Etwas verbessert hätten sich demnach Rickli, Seiler Graf und Scherrer. Bei Seiler Graf könnte das entscheidend werden. Verschlechtert hätte sich einzig Neukom, ohne dass es Auswirkungen auf die Wahl zeigt.
Bei allen anderen wären die ausgewiesenen Veränderungen im Unsicherheitsbereich und sollten nicht überbewertet werden.
Aber eben: Es sind zwei verschiedene Umfragen! Streng genommen, ist das überinterpretiert.

Regel bei Majorwahlen
Generell bestätigt sich, dass Bisherige gute Wiederwahlchancen haben. Das gilt selbst für den ex-SP-Regierungsrat Mario Fehr, der erstmals als Parteiloser antritt. Entscheidend ist, dass Bisherige in keinen Skandal verwickelt sind.
Umstritten ist im Wahlkampf namentlich der Umgang der Justizdirektion und alten Daten. Man kann das als Grund sehen, dass J. Fehr diesmal weniger weit vorne liegt als noch 2019. Ihre Wiederwahl scheint aber nicht gefährdet. Zudem versucht die Massnahmen-Gegnerschaft in Sachen Pandemie das Verhalten von Rickli und Steiner bei der Bewältigung der Corona-Krise zu skandalisieren. Im ersten Fall ist es offensichtlich wirkungslos, im zweiten könnte es massgeblich werden.
Entscheidender erscheint mir aber, dass Silvia Steiner mit der Mitte an sich eine recht kleine Hausmacht hat. Zudem sind Themenprofile im Zentrum erschwert. Ihre Wiederwahl dürfte in hohem Masse vom Verhalten der bürgerlich Wählenden abhängen.

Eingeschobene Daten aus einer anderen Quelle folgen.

PR #370, opened 2019-01-15
HTTP Transport Binding for batching JSON

cneijenhuis:
In the discussion from last week about https://github.com/cloudevents/spec/pull/360 we agreed that a batching option for the HTTP Transport Binding is useful. This is an attempt to introduce it.

During the call, @clemensv suggested to build the batching into the structured mode. I couldn't figure out how to do this generically for any event format. Instead, I did it for the JSON format only.

I also did not include the batching mode as one of the modes the receiver SHOULD support. Take a Function as a Service: Usually, each event should be processed in on an own instance of a function. This is trivial to implement when a HTTP Request always contains a single event. A batch doesn't map nicely onto the core FaaS abstractions.

The HTTP Content-Type is a bit tricky - we want that the receiver can distinguish between the events based on the header, so I've created `application/cloudevents-batch+json`. However, I'm not sure if this clutters the namespace too much.

### DIFF
--- a/http-transport-binding.md
+++ b/http-transport-binding.md
@@ -344,8 +344,10 @@ Content-Length: nnnn
 
 In the *batched* content mode several events are batched into a single HTTP
 request or response body. The chosen [event format](#14-event-formats) MUST
-define how a batch is represented. Currently, the only format supporting
-batching is the [JSON Batch Format][JSON-batch-format].
+define how a batch is represented.
+Based on the [JSON format][JSON-format] (that MUST be supported by any
+compliant implementation), the [JSON Batch format][JSON-batch-format] is an
+event format that supports batching.
 
 #### 3.3.1. HTTP Content-Type
 
@@ -366,7 +368,7 @@ all event attributes, including the `data` attribute, are represented.
 The batch of events is then rendered in accordance with the event format
 specification and the resulting data becomes the HTTP message body.
 
-The batch MAY be empty (typically used in a HTTP response).
+The batch MAY be empty.
 All batched CloudEvents MUST have the same `specversion` attribute. Other
 attributes MAY differ, including the `contenttype` attribute.
 
--- a/http-transport-binding.md
+++ b/http-transport-binding.md
@@ -23,7 +23,7 @@ This document is a working draft.
 3. [HTTP Message Mapping](#3-http-message-mapping)
 - 3.1. [Binary Content Mode](#31-binary-content-mode)
 - 3.2. [Structured Content Mode](#32-structured-content-mode)
-- 3.3. [JSON Batch Content Mode](#33-json-batch-content-mode)
+- 3.3. [Batched Content Mode](#33-batched-content-mode)
 4. [References](#4-references)
 
 ## 1. Introduction
@@ -60,7 +60,7 @@ which is compatible with HTTP 1.1 semantics.
 ### 1.3. Content Modes
 
 This specification defines three content modes for transferring events:
-*structured*, *binary* and *JSON Batch*. Every compliant implementation SHOULD
+*binary*, *structured* and *batched*. Every compliant implementation SHOULD
 support the *structured* and *binary* modes.
 
 In the *binary* content mode, the value of the event `data` attribute is placed
@@ -72,9 +72,9 @@ In the *structured* content mode, event metadata attributes and event data are
 placed into the HTTP request or response body using an [event
 format](#14-event-formats).
 
-In the *JSON Batch* content mode several events are batched into a single HTTP
-request or response body. The payload is built on top of the
-[JSON event format][JSON-format].
+In the *batched* content mode several events are batched into a single HTTP
+request or response body using an [event format](#14-event-formats) that
+supports batching.
 
 ### 1.4. Event Formats
 
@@ -82,6 +82,9 @@ Event formats, used with the *structured* content mode, define how an event is
 expressed in a particular data format. All implementations of this
 specification MUST support the [JSON event format][JSON-format], but MAY
 support any additional, including proprietary, formats.
+
+Event formats MAY additionally define how a batch of events is expressed. Those
+can be used with the *batched* content mode
 
 ### 1.5. Security
 
@@ -129,15 +132,15 @@ The event binding is identical for both HTTP request and response messages.
 The content mode is chosen by the sender of the event, which is either the
 requesting or the responding party. Gestures that might allow solicitation of
 events using a particular mode might be defined by an application, but are not
-defined here. The *JSON Batch* mode MUST NOT be used unless solicited, and the
+defined here. The *batched* mode MUST NOT be used unless solicited, and the
 gesture SHOULD allow the receiver to choose the maximum size of a batch.
 
 The receiver of the event can distinguish between the three modes by inspecting
 the `Content-Type` header value. If the value is prefixed with the CloudEvents
 media type `application/cloudevents`, indicating the use of a known [event
 format](#14-event-formats), the receiver uses *structured* mode. If the value
-is prefixed with `application/cloudevents-batch+json`, the receiver uses the
-*JSON Batch* mode. Otherwise it defaults to *binary* mode.
+is prefixed with `application/cloudevents-batch`, the receiver uses the
+*batched* mode. Otherwise it defaults to *binary* mode.
 
 If a receiver detects the CloudEvents media type, but with an event format that
 it cannot handle, for instance `application/cloudevents+avro`, it MAY still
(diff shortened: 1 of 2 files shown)


duglin:
travis isn't happy :-(   I wonder if it's the case of the "B"

cneijenhuis:
Yep, that was it. Thanks, fixed! :)

deissnerk:
LGTM

clemensv:
@deissnerk @cneijenhuis  batching is about structuring the message payload (one or multiple). The WebHook spec is about how you deliver the payload, independent of how it's structured. 

* Event format: How to encode one event or a batch of events
* Transport: How to bind the encoded message/batch to a transport message
* WebHook (etc): Application contract to deliver the transport message to an endpoint and handle related errors.

http-transport-binding.md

Neue haben es ohne Rücktritte schwer
Die Regel zu den Bisherigen besagt auch, dass es Neue schwer haben, gewählt zu werden, wenn kein Rücktritt vorliegt. Dies ist in Zürich diesmal so. Allenfalls schaffte es Nationalrätin Priska Seiler Graf, die neue Kandidatin der SP. Sie kann auf eine grossen Sockel an Bekanntheit setzen, während das insbesondere bei Benno Scherrer nicht der Fall ist. So dürfte die GLP trotz Platz 4 unter den Parteien weiterhin ausserhalb der Regierung bleiben. An Bekanntheit als Politiker fehlt es auch Peter Grünenfelder. Zudem schwankt sein Profil vom EU-Freund bis zu SVP-nahe.

Zweiter Wahlgang möglich
Erinnert sei zudem, dass die Wahl des Regierungsrats im Kanton Zürich in einer Majorzwahl stattfindet. Gewählt sind die sieben Kandidierenden, die die meisten Stimmen erhalten haben, sofern sie im ersten Wahlgang das absolute Mehr erreichen. Beide Umfragen äussern sich nicht direkt dazu, wie hoch dieses liegt.